Pull every line containing "table" out of the material below.

Records shown Start Marker

PR #182, opened 2016-05-31
float16 support for  GpuElemwise

abergeron:
This enable support for float16 in elemwise operations by performing the computation in float32.

This behaviour will only be active if the GE_CONVERT_F16 flags is passed when creating the GpuElemwise object.

It does not make GPUs which don't have even the most basic support for float16 work since those don't have either the data types or the conversion primitives that we need.  On the cuda side it should mostly always work, but on OpenCL your device needs to support the cl_khr_fp16 extension (which notably NVIDIA and most CPU vendors chose not to enable).

### DIFF
--- a/tests/check_elemwise.c
+++ b/tests/check_elemwise.c
@@ -12,7 +12,7 @@ void setup(void);
 void teardown(void);
 
 #define ga_assert_ok(e) ck_assert_int_eq(e, GA_NO_ERROR)
-/* float 16 table */
+/* float 16 table (0 through 10) */
 static const uint16_t F16[10] = {0x0000, 0x3c00, 0x4000, 0x4200, 0x4400, 0x4500, 0x4600, 0x4700, 0x4800, 0x4880};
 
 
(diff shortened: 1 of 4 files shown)


tests/check_elemwise.c
```diff
@@ -12,6 +12,9 @@ void setup(void);
 void teardown(void);
 
 #define ga_assert_ok(e) ck_assert_int_eq(e, GA_NO_ERROR)
+/* float 16 table */
+static const uint16_t F16[10] = {0x0000, 0x3c00, 0x4000, 0x4200, 0x4400, 0x4500, 0x4600, 0x4700, 0x4800, 0x4880};
```
nouiz: Can you add in the comment the values that correspond to those hex value?

nouiz:
ok to merge after the small comment update.

nouiz:
Do this need an update in Theano to use this?

tests/check_elemwise.c
abergeron: done.

abergeron:
Yes we need some changes in Theano to use it, but it will not break anything that currently works.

Records shown End Marker

Output of the task
-/* float 16 table */
+/* float 16 table (0 through 10) */
+/* float 16 table */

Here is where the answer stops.